:: What the exercise asks ::
For each line in the data below that holds "shown", return a copy.

=== Section Start ===

Issue #681, opened 2022-10-18
Dead letter queue


uchennakevinm1:
Message rerouted to another pipeline.

Write to stdout if all paths fail. 

DevEx:

1. Error happens in main pipeline
2. If dead letter queue hasn’t been been configured, write to standard out
3. if DLQ has been configured, then messages get push to that pipeline.
4. A 3rd pipeline would have to be created to then reprocess whats in DLQ.

Error rate metrics will need to be exposed. Scope creep: acting on a certain error rate percentage to stop pipelines.

Subtasks:
- [x] https://github.com/ConduitIO/conduit/issues/712
- [x] https://github.com/ConduitIO/conduit/issues/713
- [x] https://github.com/ConduitIO/conduit/issues/714
- [x] https://github.com/ConduitIO/conduit/issues/716
- [x] https://github.com/ConduitIO/conduit/issues/715
- [x] https://github.com/ConduitIO/conduit/issues/721

Future work:
- https://github.com/ConduitIO/conduit/issues/717

PR #699, opened 2022-10-28
docs: Design dead-letter-queue

lovromazgon:
### Description

Design document for https://github.com/ConduitIO/conduit/issues/681.

### DIFF
--- a/docs/design-documents/20221028-dead-letter-queue.md
+++ b/docs/design-documents/20221028-dead-letter-queue.md
@@ -103,12 +103,10 @@ the introduction of DLQs - the first nacked message would stop the pipeline.
 
 ### API
 
-The DLQ should be defined as a property of
-the [`Pipeline.Config`](https://github.com/ConduitIO/conduit/blob/d19379efc04d20d12ab9c80df82a29fcef7e8afd/proto/api/v1/api.proto#L28)
-entity. It's a config option that can be updated even after the pipeline is
-created. We need to provide a way to choose a DLQ plugin and configure it.
+We need to provide a way to get the current DLQ configuration and to update it.
 
-One option to achieve this is to provide these fields:
+One option to achieve this is to add two methods to the `PipelineService` and
+map them to HTTP endpoints:
 
 ```protobuf
 message DLQ {
@@ -126,6 +124,40 @@ message DLQ {
   // cause the pipeline to stop
   // default = 1
   uint64 window_nack_threshold = 4;
+}
+
+service PipelineService {
+  rpc GetDLQ(GetDLQRequest) returns (GetDLQResponse) {
+    option (google.api.http) = {
+      get: "/v1/pipelines/{id}/dlq"
+      response_body: "dlq"
+    };
+  };
+
+  rpc UpdateDLQ(UpdateDLQRequest) returns (UpdateDLQResponse) {
+    option (google.api.http) = {
+      put: "/v1/pipelines/{id}/dlq"
+      body: "dlq"
+      response_body: "dlq"
+    };
+  };
+}
+
+message GetDLQRequest {
+  string id = 1;
+}
+
+message GetDLQResponse {
+  DLQ dlq = 1;
+}
+
+message UpdateDLQRequest {
+  string id = 1;
+  DLQ dlq = 2;
+}
+
+message UpdateDLQResponse {
+  DLQ dlq = 1;
 }
 ```
 
--- a/docs/design-documents/20221028-dead-letter-queue.md
+++ b/docs/design-documents/20221028-dead-letter-queue.md
@@ -43,6 +43,8 @@ The design for the DLQ should support the following:
 
 - **Should we allow the user to attach custom metadata to messages pushed to
   the DLQ?**
+  - We decided to add this as future work in the form of allowing users to
+    attach processors to a DLQ.
 
 ### Background
 
@@ -182,3 +184,5 @@ pipelines:
   error. We could give our users the option to choose what happens then - do
   they really want to stop the pipeline or ignore the error and carry on? Maybe
   even provide a fallback DLQ.
+- Since a DLQ is "just a connector" we could add the possibility of attaching
+  processors to it.
--- a/docs/design-documents/20221028-dead-letter-queue.md
+++ b/docs/design-documents/20221028-dead-letter-queue.md
@@ -92,14 +92,14 @@ the plugin name and its settings.
 
 The user can also configure a stop window and stop threshold.
 
-- `stop_window` defines how many last acks/nacks are monitored in the window
+- `window_size` defines how many last acks/nacks are monitored in the window
   that controls if the pipeline should stop. 0 disables the window.
-- `stop_threshold` defines the number of nacks in the window that would cause
-  the pipeline to stop.
+- `window_nack_threshold` defines the number of nacks in the window that would
+  cause the pipeline to stop.
 
-The default DLQ plugin should be `builtin:log` with a `stop_window` of 1 and a
-`stop_threshold` of 1. This would result in the same behavior as before the
-introduction of DLQs - the first nacked message would stop the pipeline.
+The default DLQ plugin should be `builtin:log` with a `window_size` of 1 and a
+`window_nack_threshold` of 1. This would result in the same behavior as before
+the introduction of DLQs - the first nacked message would stop the pipeline.
 
 ### API
 
@@ -118,14 +118,14 @@ message DLQ {
   // settings are the plugin settings
   map<string, string> settings = 2;
 
-  // stop_window defines how many last acks/nacks are monitored in the window
+  // window_size defines how many last acks/nacks are monitored in the window
   // that controls if the pipeline should stop (0 disables the window)
   // default = 1
-  uint64 stop_window = 3;
-  // stop_threshold defines the number of nacks in the window that would cause
-  // the pipeline to stop
+  uint64 window_size = 3;
+  // window_nack_threshold defines the number of nacks in the window that would
+  // cause the pipeline to stop
   // default = 1
-  uint64 stop_threshold = 4;
+  uint64 window_nack_threshold = 4;
 }
 ```
 
@@ -141,7 +141,7 @@ pipelines:
       [...]
     dlq:
       # disable stop window
-      stopWindow: 0
+      windowSize: 0
 
       # the next 3 lines explicitly define the log plugin
       # removing this wouldn't change the behavior, it's the default DLQ config
@@ -161,18 +161,22 @@ pipelines:
       [...]
     dlq:
       # stop when 30 of the last 100 messages are nacked
-      stopWindow: 100
-      stopThreshold: 30
-      
+      windowSize: 100
+      windowNackThreshold: 30
+
       # define file plugin used for DLQ messages
       plugin: builtin:file
       settings:
         path: ./dlq-example.dlq
 ```
 
-### UI
+### Metrics
 
-?
+We need to add metrics for monitoring the DLQ. We intend to add similar metrics
+to the ones we have for connectors:
+
+- `conduit_dlq_bytes`
+- `conduit_dlq_execution_duration_seconds`
 
 ## Future work
 
@@ -184,5 +188,5 @@ pipelines:
   error. We could give our users the option to choose what happens then - do
   they really want to stop the pipeline or ignore the error and carry on? Maybe
   even provide a fallback DLQ.
-- Since a DLQ is "just a connector" we could add the possibility of attaching
-  processors to it.
+- The DLQ will currently only be configurable through the API or pipeline
+  config file, adding a UI for this feature will be done in the future.
--- a/docs/design-documents/20221028-dead-letter-queue.md
+++ b/docs/design-documents/20221028-dead-letter-queue.md
@@ -29,6 +29,8 @@ The design for the DLQ should support the following:
   connector should be preserved, even if messages are nacked in a different
   order (this is already assured using
   a [semaphore](https://github.com/ConduitIO/conduit/blob/b6325584d51ec64bc9086faddcdaa2788a5dfa8f/pkg/pipeline/stream/source_acker.go#L35-L37)).
+  Note that the order is only preserved for messages coming from the same
+  source.
 - If a message failed to be sent to the DLQ the nack action should fail and
   stop the pipeline.
 - Allow the user to configure the window and number of messages that need to be
--- a/docs/design-documents/20221028-dead-letter-queue.md
+++ b/docs/design-documents/20221028-dead-letter-queue.md
@@ -27,12 +27,13 @@ The design for the DLQ should support the following:
 - Ensure message order is preserved when messages are sent to the DLQ.
   In other words - the order in which messages were produced by the source
   connector should be preserved, even if messages are nacked in a different
-  order.
+  order (this is already assured using
+  a [semaphore](https://github.com/ConduitIO/conduit/blob/b6325584d51ec64bc9086faddcdaa2788a5dfa8f/pkg/pipeline/stream/source_acker.go#L35-L37)).
 - If a message failed to be sent to the DLQ the nack action should fail and
   stop the pipeline.
-- Allow the user to configure the window and percentage of messages that need
-  to be nacked before the pipeline is considered broken and stops. Example: if
-  90% of the last 30 messages are nacked stop the pipeline.
+- Allow the user to configure the window and number of messages that need to be
+  nacked to consider the pipeline broken and trigger a stop. Example: if 25 of
+  the last 30 messages are nacked stop the pipeline.
 - Messages pushed to the DLQ should contain metadata describing the error and
   the source connector.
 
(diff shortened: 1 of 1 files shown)


docs/design-documents/20221028-dead-letter-queue.md
```diff
@@ -0,0 +1,144 @@
...
+- Allow the user to configure the window and percentage of messages that need
+  to be nacked before the pipeline is considered broken and stops. Example: if
+  90% of the last 30 messages are nacked stop the pipeline.
+- Messages pushed to the DLQ should contain metadata describing the error and
+  the source connector.
+
+### Questions
+
+- **Should we allow the user to attach custom metadata to messages pushed to
+  the DLQ?**
```
maha-hajja, line 42: in what case would this be useful for the user?

docs/design-documents/20221028-dead-letter-queue.md
```diff
@@ -0,0 +1,144 @@
...
+- A message sent to the DLQ should reflect the contents it had just before the
+  error happened. Example: if a message went through 2 processors and failed
+  while being processed by a 3rd processor, the DLQ message should reflect any
+  transforms done by the first 2 processors.
+- Ensure message order is preserved when messages are sent to the DLQ.
+  In other words - the order in which messages were produced by the source
+  connector should be preserved, even if messages are nacked in a different
+  order.
+- If a message failed to be sent to the DLQ the nack action should fail and
+  stop the pipeline.
```
maha-hajja, line 32: we could add another layer here, maybe create a simple file destination and write the failed records there, with a message telling the user what happened. Of course, this could fail too and then we stop the pipelines. WDYT?

docs/design-documents/20221028-dead-letter-queue.md
```diff
@@ -0,0 +1,144 @@
...
+
+- Allow user to reroute nacked messages to any Conduit connector (builtin or
+  standalone).
+- A message sent to the DLQ should reflect the contents it had just before the
+  error happened. Example: if a message went through 2 processors and failed
+  while being processed by a 3rd processor, the DLQ message should reflect any
+  transforms done by the first 2 processors.
+- Ensure message order is preserved when messages are sent to the DLQ.
+  In other words - the order in which messages were produced by the source
+  connector should be preserved, even if messages are nacked in a different
```
maha-hajja, line 29: how do we ensure this in the implementations below?

docs/design-documents/20221028-dead-letter-queue.md
```diff
@@ -0,0 +1,144 @@
...
+
+  This strategy would reroute nacked messages to a destination connector
+  plugin. This strategy needs to be able to get additional configuration
+  options defining the plugin name and its settings.
+
+### API
+
+The DLQ should be defined as a property of
+the [`Pipeline.Config`](https://github.com/ConduitIO/conduit/blob/d19379efc04d20d12ab9c80df82a29fcef7e8afd/proto/api/v1/api.proto#L28)
+entity. It's is a config option that can be updated even after the pipeline is
```
maha-hajja, line 98:
```suggestion
entity. It's a config option that can be updated even after the pipeline is
```

docs/design-documents/20221028-dead-letter-queue.md
maha-hajja: oh just noticed this in the future work, it's the same as a fallback DLQ but we decide what the destination will be, not the user.

lovromazgon: Right, that would be essentially the same as having a fallback to `builtin:file`. If we want this feature I'd rather go with the file connector than write one in Conduit for this purpose.

docs/design-documents/20221028-dead-letter-queue.md
lovromazgon: This is actually already ensured in the source acker node using the [semaphore](https://github.com/ConduitIO/conduit/blob/b6325584d51ec64bc9086faddcdaa2788a5dfa8f/pkg/pipeline/stream/source_acker.go#L35-L37).

docs/design-documents/20221028-dead-letter-queue.md
lovromazgon: Good question. Given that all DLQ messages would get the same metadata I don't know if it would be that useful.

docs/design-documents/20221028-dead-letter-queue.md
```diff
@@ -0,0 +1,192 @@
...
+
+The design for the DLQ should support the following:
+
+- Allow user to reroute nacked messages to any Conduit connector (builtin or
+  standalone).
+- A message sent to the DLQ should reflect the contents it had just before the
+  error happened. Example: if a message went through 2 processors and failed
+  while being processed by a 3rd processor, the DLQ message should reflect any
+  transforms done by the first 2 processors.
+- Ensure message order is preserved when messages are sent to the DLQ.
```
hariso, line 27: It might be useful to explicitly state this is about messages coming from the same source.

docs/design-documents/20221028-dead-letter-queue.md
maha-hajja: if we can come up with a useful use case, then sure, we'll give the user the ability to attach to the metadata! but for now I can't think of any either.

docs/design-documents/20221028-dead-letter-queue.md
```diff
@@ -0,0 +1,192 @@
...
+  In other words - the order in which messages were produced by the source
+  connector should be preserved, even if messages are nacked in a different
+  order (this is already assured using
+  a [semaphore](https://github.com/ConduitIO/conduit/blob/b6325584d51ec64bc9086faddcdaa2788a5dfa8f/pkg/pipeline/stream/source_acker.go#L35-L37)).
+- If a message failed to be sent to the DLQ the nack action should fail and
+  stop the pipeline.
+- Allow the user to configure the window and number of messages that need to be
+  nacked to consider the pipeline broken and trigger a stop. Example: if 25 of
+  the last 30 messages are nacked stop the pipeline.
+- Messages pushed to the DLQ should contain metadata describing the error and
```
hariso, line 37: Maybe also add the node in which the failure occurred, unless it's already found somewhere else?

docs/design-documents/20221028-dead-letter-queue.md
maha-hajja: Yes I meant using the builtin connector! when I mentioned

> simple file destination

I meant creating the actual output file that would have the records.

docs/design-documents/20221028-dead-letter-queue.md
```diff
@@ -0,0 +1,192 @@
...
+to the DLQ and return `nil` if that action succeeded or an error otherwise. The
+synchronous write is needed to ensure the DLQ message actually reached its
+destination, otherwise we need to consider the nack failed and need to stop the
+pipeline.
+
+### DLQ Strategies
+
+We propose to implement 2 DLQ strategies:
+
+- `log` - This strategy would cause a nacked message to be logged to the
```
hariso, line 80: Maybe we add a logging connector, and reduce this to one strategy?

docs/design-documents/20221028-dead-letter-queue.md
```diff
@@ -0,0 +1,192 @@
...
+- `plugin` - This strategy would reroute nacked messages to a destination
+  connector plugin. This strategy needs to be able to get additional
+  configuration options defining the plugin name and its settings.
+
+Regardless of the strategy the user can also configure a stop window and stop
+threshold.
+
+- `stop_window` defines how many last acks/nacks are monitored in the window
+  that controls if the pipeline should stop. 0 disables the window.
+- `stop_threshold` defines the number of nacks in the window that would cause
```
hariso, line 92: A percentage would be good too (depending on the volume of messages, the same number of nacks may be relevant or irrelevant).

docs/design-documents/20221028-dead-letter-queue.md
hariso: In case the DLQ is a connector, it's relatively easy to add some metadata through a processor.

docs/design-documents/20221028-dead-letter-queue.md
```diff
@@ -0,0 +1,192 @@
...
+  a [semaphore](https://github.com/ConduitIO/conduit/blob/b6325584d51ec64bc9086faddcdaa2788a5dfa8f/pkg/pipeline/stream/source_acker.go#L35-L37)).
+- If a message failed to be sent to the DLQ the nack action should fail and
+  stop the pipeline.
+- Allow the user to configure the window and number of messages that need to be
+  nacked to consider the pipeline broken and trigger a stop. Example: if 25 of
+  the last 30 messages are nacked stop the pipeline.
+- Messages pushed to the DLQ should contain metadata describing the error and
+  the source connector.
+
+### Questions
```
hariso, line 40: Should we allow multiple DLQs? I imagine there would be use cases such as nacked messages from one source go into the same DLQ, or that there are DLQs for records of different importance levels.

docs/design-documents/20221028-dead-letter-queue.md
lovromazgon: Right, we could add a processor in front of the DLQ connector. The problem is how we expose this functionality to the user, it might unnecessarily complicate things, so if we see no reason I'd rather skip it altogether and keep it simple.

docs/design-documents/20221028-dead-letter-queue.md
lovromazgon: This information is currently found in the error message. To me it sounds as good enough given that a human will need to read the error to figure out how to reprocess the messages.

docs/design-documents/20221028-dead-letter-queue.md
lovromazgon: I like that 👍 I'll try changing the config to see how it would turn out if we do this.

docs/design-documents/20221028-dead-letter-queue.md
lovromazgon: I started out with a percentage but switched to an absolute number. My reasoning was that "90% of 30 messages" or "27 of 30 messages" are both the same, although the second one is easier to grasp. Also if the config says "92% of 30 messages" I'm not exactly sure what the threshold is, 27 or 28? So I went with the absolute number for clarity.

I hope that's what you meant, if not let me know.

docs/design-documents/20221028-dead-letter-queue.md
lovromazgon: I honestly don't know how many users would need this, that's why I sided on the side of simplicity, so we don't work on something that potentially won't be used by anyone. That said, the workaround to achieve this behavior would be to sort records after they land in the DLQ. For example, you could push DLQ messages into a certain Kafka topic and have another pipeline that reads that topic, categorizes the messages and moves them to different DLQ topics.

docs/design-documents/20221028-dead-letter-queue.md
lovromazgon: I'm thinking what we're trying to achieve with this? Sounds like we are trying to make sure that the pipeline can keep on running even if a message fails to be pushed to the DLQ. In this case I would rather provide a generic solution for chaining DLQs as fallbacks, I wouldn't want to make the assumption that the user is fine with writing records to a file.

That said, I think even without the possibility of fallbacks we should already cover most of our users needs, so I wrote this down as future work.

docs/design-documents/20221028-dead-letter-queue.md
lovromazgon: Btw - any thoughts about the naming? I'm not sure I'm _entirely_ happy with `stop_window` and `stop_threshold`, if anyone has better suggestions I'm all ears 🙂

docs/design-documents/20221028-dead-letter-queue.md
lovromazgon: Thanks for the suggestion, I think this simplified the config a lot. WDYT?

docs/design-documents/20221028-dead-letter-queue.md
hariso: >  The problem is how we expose this functionality to the user

Maybe in the same way as a normal processor, i.e. a setting under the DLQ connector? That would make a DLQ connector behave like any connector, which would maybe simplify things (no special rules like "it mustn't have a processor").

docs/design-documents/20221028-dead-letter-queue.md
hariso: > This information is currently found in the error message.

That will probably be good enough :+1: And if we ever need it, it'll be easy to add anyway.

> To me it sounds as good enough given that a human will need to read the error to figure out how to reprocess the messages.

That's true. :+1: I was more for the option where you have a separate field, so you can more easily search the DLQ and figure out if it's a systematic failure of a node (e.g. a bad processor) and so on. But again, I don't think it's such a huge thing in this context, and it's easy to add if we ever figure out we need it.

docs/design-documents/20221028-dead-letter-queue.md
hariso: I think I should have expressed myself better in the first comment.:) The reason I suggested percentages too (in addition to what you already described for the window of last N messages) is to have a global limit (vs. local in what's in the doc).

It could be that due to a reason last N out of N messages got nacked, but because of many more ack'd messages before them, the overall success rate is very high and acceptable. That might have been a glitch and things continue to work as expected after the glitch.

On the other hand, it may be a sign of an issue which is worsening, so someone would like to focus on a sliding window.

In other words, I see two different options for a limit on the errors: global and local, and I see use cases for both.

> Btw - any thoughts about the naming? I'm not sure I'm _entirely_ happy with `stop_window` and `stop_threshold`, if anyone has better suggestions I'm all ears slightly_smiling_face

A slightly different alternative I can suggest is `sliding_window_size`/`sliding_window_threshold` or just `window_size`/`threshold` or `limit`. Adding the `sliding` prefix might  make it more clear. Since these come in the DLQ section, just saying `threshold`/`limit` is maybe enough (i.e. I think it can be easily understood that it's the DLQ threshold/limit and that it will cause a stop). I don't think it's really far from what you already suggested though.:)

docs/design-documents/20221028-dead-letter-queue.md
hariso: Even though I can imagine use cases, I can't say either how many would use, so I definitely agree: let's keep it simple.:)

docs/design-documents/20221028-dead-letter-queue.md
lovromazgon: I'm thinking that this could be a "nice to have" and not necessarily something that needs to be in the scope of the first implementation. My proposal - we write it down as future work, create an issue for it, and if time is left we add it. WDYT?

hariso: Agree 200% with that :+1:

docs/design-documents/20221028-dead-letter-queue.md
lovromazgon: Let me see if I understand this - you're saying we should also introduce a global limit of nacked messages as a percentage of all processed messages? I see a few problems with this. Let's say we start a pipeline and the first message gets nacked, globally that's 100% of all messages, so that will necessarily stop the pipeline if any global limit is configured. On the other hand, if a pipeline is running for a _long_ time, the global limit will take a long time to take effect, even if all messages start getting nacked (after 1 year a 1% limit would present roughly 3,5 days worth of nacked messages). I think the usefulness of a global limit is _limited_ (pun intended 🙃). It only works as expected within a certain frame, that's what the window is trying to address.

> It could be that due to a reason last N out of N messages got nacked /.../ That might have been a glitch and things continue to work as expected after the glitch.

Isn't that the purpose of configuring a stop window? It lets you automatically stop the pipeline when it starts misbehaving. If such a "glitch" stops a pipeline without the user wanting that to happen, then they should configure a larger window and/or threshold, because they apparently don't care about N nacked messages in a row.

---

Regarding the variable naming, you're right maybe `stop` is redundant. I'd also say that `sliding` would be redundant, I don't imagine what other window this would be if not a sliding one 😄 What about the combination `window_size` and `window_nack_threshold`?

hariso: > Isn't that the purpose of configuring a stop window?

I'd say it's for sure one of the purposes, but I imagine there are also cases where you don't care about some local peaks, as long as you're overall in some limits. However, I don't think at all it's a big thing with or without it, nor would the design radically change, so I'm fine leaving it out, especially for the sake of unblocking the design doc and progressing.

> What about the combination `window_size` and `window_nack_threshold`?

I like those!

docs/design-documents/20221028-dead-letter-queue.md
```diff
@@ -0,0 +1,188 @@
...
+- `stop_window` defines how many last acks/nacks are monitored in the window
+  that controls if the pipeline should stop. 0 disables the window.
+- `stop_threshold` defines the number of nacks in the window that would cause
+  the pipeline to stop.
+
+The default DLQ plugin should be `builtin:log` with a `stop_window` of 1 and a
+`stop_threshold` of 1. This would result in the same behavior as before the
+introduction of DLQs - the first nacked message would stop the pipeline.
+
+### API
```
hariso, line 104: Will a DLQ be accessible through the API in the same a normal connector is? Also, WDYT about exposing the state of the DLQ (current number of nacked messages in the window)?

lovromazgon: The current idea is to make the DLQ settings configurable through the pipeline endpoints and make it part of the pipeline config, so no, it wouldn't be accessible as a normal connector.

A second option would be to create another connector type for a DLQ connector, but it didn't feel entirely right, since that's still a destination connector that just acts as the DLQ connector. And I had a problem with attaching the nack window settings (we could inject them in the connector settings with a prefix like `conduit.dlq.*`). Seeing a DLQ being configured as part of the connectors in the pipeline config file also seemed off (I'd like to keep the pipeline config as close to the API representation as possible). At that point it seemed to go down the "hacky" route so I rather went with adding it to the pipeline config itself.

A third option I was thinking of is to separate the DLQ config out into a separate endpoint (e.g. `/pipelines/{id}/dlq`), but that seemed excessive, keeping the DLQ config as part of the pipeline config felt simpler.

> WDYT about exposing the state of the DLQ (current number of nacked messages in the window)?

That's a very good point, it's important to be able to monitor the DLQ. I'll add metrics to the design! 📊

hariso: > so no, it wouldn't be accessible as a normal connector.

:+1: That makes sense. That also prevents a DLQ from being used as a normal destination, which I think is good.

hariso: Last thing:) Since DLQ is still a destination a connector, adding a DLQ through the gRPC or HTTP API means that we need to stop a pipeline, add it, and restart the pipeline, correct?

hariso (approved):

PR #719, opened 2022-11-04
Stream Inspector: Proto changes for connectors

hariso:
### Description

Proto changes for the stream inspector for connectors.

### Quick checks:

### DIFF
--- a/proto/api/v1/api.proto
+++ b/proto/api/v1/api.proto
@@ -7,7 +7,6 @@ import "google/api/field_behavior.proto";
 import "google/api/annotations.proto";
 import "protoc-gen-openapiv2/options/annotations.proto";
 import "google/protobuf/timestamp.proto";
-import "google/protobuf/descriptor.proto";
 
 message Pipeline {
   // Status describes the pipeline status.
@@ -437,9 +436,10 @@ service ConnectorService {
     };
   };
 
-  rpc InspectConnector(InspectConnectorRequest) returns (stream opencdc.v1.Record) {
+  rpc InspectConnector(InspectConnectorRequest) returns (stream InspectConnectorResponse) {
     option (google.api.http) = {
       get: "/v1/connectors/{id}/inspect"
+      response_body: "record"
     };
   }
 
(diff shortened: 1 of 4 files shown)


proto/api/v1/api.proto
```diff
@@ -436,6 +437,12 @@ service ConnectorService {
     };
   };
 
+  rpc InspectConnector(InspectConnectorRequest) returns (stream opencdc.v1.Record) {
+    option (google.api.http) = {
+      get: "/v1/connectors/{id}/inspect"
```
lovromazgon, line 442: I didn't try this out, but in normal endpoints (no websocket) it is possible to set the option `response_body` and extract a field from the message that's being returned. This could possibly help us make the linter happy and keep the websocket response clean.

So having a message like this:
```
message InspectConnectorResponse {
  opencdc.v1.Record record = 1;
}
```

And add an option here:
```suggestion
      get: "/v1/connectors/{id}/inspect"
      response_body: "record"
```

Again, not sure if this works for websocket endpoints.

proto/api/v1/api.proto
```diff
@@ -1,12 +1,13 @@
...
 
 package api.v1;
-option go_package = "github.com/conduitio/conduit/proto/api/v1;api";
 
+import "opencdc/v1/opencdc.proto";
 import "google/api/field_behavior.proto";
 import "google/api/annotations.proto";
 import "protoc-gen-openapiv2/options/annotations.proto";
 import "google/protobuf/timestamp.proto";
+import "google/protobuf/descriptor.proto";
```
lovromazgon, line 10: Do we need this import? It's strange, because the linter doesn't complain that it's there, but it also doesn't complain if I remove it 🤔

hariso: TBH, I have no idea how it got here.:) I can't remember adding it myself, but could have a copy-paste mistake. I'll remove it, thanks for noticing it! And yes, definitely interesting that the linter doesn't complain either way.:S

lovromazgon (approved):
Buf is complaining a bit

> File option "go_package" changed from "github.com/conduitio/conduit/proto/api/v1;api" to "".

That's fine! Anyone using go to access the gRPC API should use the remotely generated code anyway.

> Previously present reserved range "[13]" on message "Swagger" was deleted.
> Previously present reserved range "[1]" on message "Tag" was deleted.

Not sure what buf is complaining about here, maybe something in a dependency changed. Doesn't seem like an issue for us though!

---

LGTM 💪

=== Section End ===

:: Exercise response ::
(diff shortened: 1 of 1 files shown)
(diff shortened: 1 of 4 files shown)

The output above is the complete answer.